Why is that? Well, partly it has to do with Spotify’s business model. In music streaming, it has to give about 75% of its revenue straight to record labels. It’s only fair—labels and musicians produce the music. But this also explains why Spotify has never posted a net profit since becoming a public company.
Spotify’s solution has been to pivot more towards podcasts. On the whole, podcasts have a fixed cost that doesn’t increase in lockstep with the number of listeners. That’s why Spotify is hiring big names like Joe Rogan, Prince Harry, and Meghan Markle. The goal is to move toward a model similar to Netflix’s. With podcasts, Spotify can make money twice—through subscriptions and advertising.
But if it’s a good deal for Spotify, is it also a good deal for the millions of podcasters? The market is tough. Yes, advertising revenue is increasing, but not as quickly as the number of new podcasts. In 2019, U.S. podcast advertising revenue hit $708 million, averaging about $1.5 million per podcast. Now, total revenue has more than doubled to $1.5 billion, but with so many more podcasts, the average revenue per podcast has dropped to just $500,000.
Of course, in reality, very few podcasters are making anything close to that. Most of the value is concentrated at the top, while the long tail of small podcasts with small audiences barely makes any income at all. This puts a real premium on discoverability—how easy it is to find a show. It has also made Apple and Spotify into powerful gatekeepers.
There is a potential conflict of interest here. Both Apple and Spotify produce their own content. They have the opportunity and incentive to give their own shows preferential treatment. According to Matt Deegan, the creative director of Folder Media, which produces podcasts:
“Will the curatorial places on Spotify become more about Spotify originals than third-party content? I don’t think it’ll ever go 100%, but already about 20% of curatorial spots go to Spotify’s own content, even though Spotify doesn’t produce nearly 20% of the big podcasts out there.”
There’s also little stopping them from following the playbook of social media companies. A decade ago, brands and public figures were encouraged to build public profiles with the promise of reaching huge audiences. But over time, the algorithms were tweaked, so even those with a million followers might reach only 1% of their audience—unless they paid for better placement.
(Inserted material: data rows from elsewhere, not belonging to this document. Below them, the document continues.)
PR #3042, opened 2024-08-30
Solution

WGoliasz:


src/herbivoresAndCarnivores.js
```diff
@@ -1,15 +1,35 @@
 'use strict';
 
 class Animal {
-  // write your code here
+  static alive = [];
+
+  constructor(name) {
+    this.name = name;
+    this.health = 100;
+    this.hidden = false;
```
natalia-klonowska, line 9: only herbivores need hidden property so move it to Herbivore class making use of super in constructor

That is now the risk for podcasters: that success becomes a pay-to-play game. Spotify is already doing this in the music space, allowing artists to pay for promotion of their new releases.
This is why audio giants like the BBC and Luminary are building their own apps. They don’t want to be at the mercy of Apple and Spotify. There is a real contest for your ears, and the industry is turning up the volume.